Rileyasuchus Temporal range: Late Triassic, Rhaetian PreꞒ Ꞓ O S D C P T J K Pg N ↓

Scientific classification
- Kingdom: Animalia
- Phylum: Chordata
- Class: Reptilia
- Order: †Phytosauria
- Genus: †Rileyasuchus Kuhn, 1961
- Species: †R. bristolensis
- Binomial name: †Rileyasuchus bristolensis (von Huene, 1902)
- Synonyms: Rileya bristolensis von Huene, 1902 (preoccupied);

= Rileyasuchus =

- Genus: Rileyasuchus
- Species: bristolensis
- Authority: (von Huene, 1902)
- Synonyms: Rileya bristolensis von Huene, 1902 (preoccupied)
- Parent authority: Kuhn, 1961

Genus of reptiles

Rileyasuchus is a genus of phytosaur from the Rhaetian (Late Triassic) Magnesian Conglomerate of England. It has a confusing history, being associated with the taxonomy of Palaeosaurus and Thecodontosaurus, and being a replacement name for a preoccupied genus (Rileya, which had already been used by Ashmead, and Howard both in 1888 for a hymenopteran).

==History and taxonomy==
In 1902, Friedrich von Huene named the new genus for two vertebrae and a humerus from deposits in Bristol. He had recognized it as a phytosaur by 1908 (by which point a few Palaeosaurus species had been added to the genus).
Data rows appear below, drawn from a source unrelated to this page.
PR #154, opened 2022-07-20
Remove reference to requiring Enterprise tier for API key

emrul:
Prospect thought they needed Enterprise Tier to use Terraform and referenced this doc. Since we changed our tiers this is no longer correct so submitting a PR for this.

### DIFF
--- a/docs/index.md
+++ b/docs/index.md
@@ -13,7 +13,7 @@ The Twingate provider can be used with [Twingate](https://www.twingate.com) to m
 
 ## Twingate Setup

It seems to have sat unrecognized for most of the 20th century, except for 1961 when Oskar Kuhn renamed it from Rileya to Rileyasuchus. Adrian Hunt in 1994 (doctoral dissertation) first suggested that it was a herrerasaurid, although this was never published. Benton et al. (2000) indicated that the type specimen was actually a chimera composed of a phytosaur humerus and Thecodontosaurus vertebrae. It is best regarded as a nomen dubium.

Rileya was named after palaeontologist and surgeon Henry Riley who helped to discover the first known fossils in Bristol in 1834.

==Paleobiology==
As a phytosaur, it would have been a semi-aquatic crocodile-like predator.